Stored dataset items
━━━━━━━━━━

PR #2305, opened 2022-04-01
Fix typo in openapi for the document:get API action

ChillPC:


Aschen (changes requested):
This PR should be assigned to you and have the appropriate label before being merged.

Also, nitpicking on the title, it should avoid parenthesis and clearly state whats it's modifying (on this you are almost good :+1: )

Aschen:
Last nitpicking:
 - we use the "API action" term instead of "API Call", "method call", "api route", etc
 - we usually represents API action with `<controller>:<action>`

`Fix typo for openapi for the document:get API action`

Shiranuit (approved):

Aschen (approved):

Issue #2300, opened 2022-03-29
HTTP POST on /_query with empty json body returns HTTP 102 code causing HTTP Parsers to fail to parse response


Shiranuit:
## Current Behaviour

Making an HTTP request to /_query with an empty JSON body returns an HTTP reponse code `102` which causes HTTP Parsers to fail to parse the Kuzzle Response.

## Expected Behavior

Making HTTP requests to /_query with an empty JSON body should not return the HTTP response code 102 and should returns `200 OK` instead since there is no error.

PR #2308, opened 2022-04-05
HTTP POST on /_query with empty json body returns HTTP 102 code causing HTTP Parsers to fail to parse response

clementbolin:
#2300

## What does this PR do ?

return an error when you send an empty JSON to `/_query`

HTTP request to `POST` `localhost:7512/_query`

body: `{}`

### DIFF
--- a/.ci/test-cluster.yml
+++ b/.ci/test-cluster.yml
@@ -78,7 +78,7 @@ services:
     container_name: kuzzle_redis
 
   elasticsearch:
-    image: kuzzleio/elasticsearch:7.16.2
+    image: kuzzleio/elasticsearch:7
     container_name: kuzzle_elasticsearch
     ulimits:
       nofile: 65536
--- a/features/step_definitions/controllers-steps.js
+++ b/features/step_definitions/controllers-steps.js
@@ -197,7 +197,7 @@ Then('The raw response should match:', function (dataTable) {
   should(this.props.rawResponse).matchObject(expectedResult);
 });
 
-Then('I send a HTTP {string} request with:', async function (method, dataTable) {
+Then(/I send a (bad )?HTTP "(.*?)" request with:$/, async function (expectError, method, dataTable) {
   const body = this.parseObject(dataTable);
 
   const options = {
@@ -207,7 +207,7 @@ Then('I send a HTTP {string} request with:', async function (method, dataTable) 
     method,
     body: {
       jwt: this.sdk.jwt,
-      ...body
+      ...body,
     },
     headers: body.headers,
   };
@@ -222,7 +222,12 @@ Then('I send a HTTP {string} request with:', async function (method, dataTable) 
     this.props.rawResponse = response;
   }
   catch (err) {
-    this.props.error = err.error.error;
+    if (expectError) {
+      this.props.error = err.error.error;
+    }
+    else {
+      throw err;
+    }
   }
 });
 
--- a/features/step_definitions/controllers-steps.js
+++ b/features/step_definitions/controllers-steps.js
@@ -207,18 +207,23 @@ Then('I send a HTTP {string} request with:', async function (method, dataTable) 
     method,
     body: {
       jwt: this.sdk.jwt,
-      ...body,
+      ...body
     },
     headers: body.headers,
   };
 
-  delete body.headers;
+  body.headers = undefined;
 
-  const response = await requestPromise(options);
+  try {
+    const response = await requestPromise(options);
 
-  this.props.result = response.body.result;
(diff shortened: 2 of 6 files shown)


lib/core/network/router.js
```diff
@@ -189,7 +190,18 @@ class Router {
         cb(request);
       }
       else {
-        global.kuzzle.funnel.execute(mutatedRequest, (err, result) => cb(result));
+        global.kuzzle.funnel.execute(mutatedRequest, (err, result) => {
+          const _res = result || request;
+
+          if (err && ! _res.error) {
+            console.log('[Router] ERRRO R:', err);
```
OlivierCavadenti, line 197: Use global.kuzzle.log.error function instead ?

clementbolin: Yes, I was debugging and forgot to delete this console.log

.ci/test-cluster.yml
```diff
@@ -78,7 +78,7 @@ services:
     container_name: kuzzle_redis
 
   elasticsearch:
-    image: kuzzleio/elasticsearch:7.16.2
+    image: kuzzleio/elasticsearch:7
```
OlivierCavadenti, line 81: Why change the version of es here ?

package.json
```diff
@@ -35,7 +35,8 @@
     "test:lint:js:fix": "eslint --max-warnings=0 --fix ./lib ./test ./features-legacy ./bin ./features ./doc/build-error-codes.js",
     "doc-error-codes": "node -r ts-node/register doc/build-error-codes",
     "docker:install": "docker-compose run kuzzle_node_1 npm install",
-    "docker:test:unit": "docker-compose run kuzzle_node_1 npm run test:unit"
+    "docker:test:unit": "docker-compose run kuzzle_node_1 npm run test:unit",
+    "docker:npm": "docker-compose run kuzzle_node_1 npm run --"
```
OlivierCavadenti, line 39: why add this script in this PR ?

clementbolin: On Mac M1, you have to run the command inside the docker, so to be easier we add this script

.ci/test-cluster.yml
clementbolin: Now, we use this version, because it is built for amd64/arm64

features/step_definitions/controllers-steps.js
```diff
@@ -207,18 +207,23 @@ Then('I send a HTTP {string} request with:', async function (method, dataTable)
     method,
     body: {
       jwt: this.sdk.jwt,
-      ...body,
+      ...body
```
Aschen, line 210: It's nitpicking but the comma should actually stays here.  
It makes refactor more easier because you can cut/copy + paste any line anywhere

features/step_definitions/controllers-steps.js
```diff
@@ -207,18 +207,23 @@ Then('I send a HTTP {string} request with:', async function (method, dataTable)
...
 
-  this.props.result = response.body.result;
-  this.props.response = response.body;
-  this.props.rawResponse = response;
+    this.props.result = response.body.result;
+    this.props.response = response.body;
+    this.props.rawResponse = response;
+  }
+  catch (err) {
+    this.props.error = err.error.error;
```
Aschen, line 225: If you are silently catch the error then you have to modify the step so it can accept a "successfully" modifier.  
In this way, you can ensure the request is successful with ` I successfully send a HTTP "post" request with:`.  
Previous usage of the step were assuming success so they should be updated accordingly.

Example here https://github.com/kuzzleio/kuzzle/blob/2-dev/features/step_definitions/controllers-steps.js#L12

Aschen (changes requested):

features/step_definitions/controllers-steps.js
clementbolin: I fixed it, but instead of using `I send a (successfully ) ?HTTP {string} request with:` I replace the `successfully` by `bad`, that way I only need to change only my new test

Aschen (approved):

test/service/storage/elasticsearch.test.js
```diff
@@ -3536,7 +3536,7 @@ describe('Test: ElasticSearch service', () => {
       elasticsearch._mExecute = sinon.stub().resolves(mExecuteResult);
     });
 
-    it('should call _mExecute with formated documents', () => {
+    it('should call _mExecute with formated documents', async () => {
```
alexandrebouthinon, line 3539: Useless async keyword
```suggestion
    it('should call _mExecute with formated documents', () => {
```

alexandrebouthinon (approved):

━━━━━━━━━━

**Exercise objective**
Please return every line of the records that contains the word "OlivierCavadenti".

**Written answer**
OlivierCavadenti, line 197: Use global.kuzzle.log.error function instead ?
OlivierCavadenti, line 81: Why change the version of es here ?
OlivierCavadenti, line 39: why add this script in this PR ?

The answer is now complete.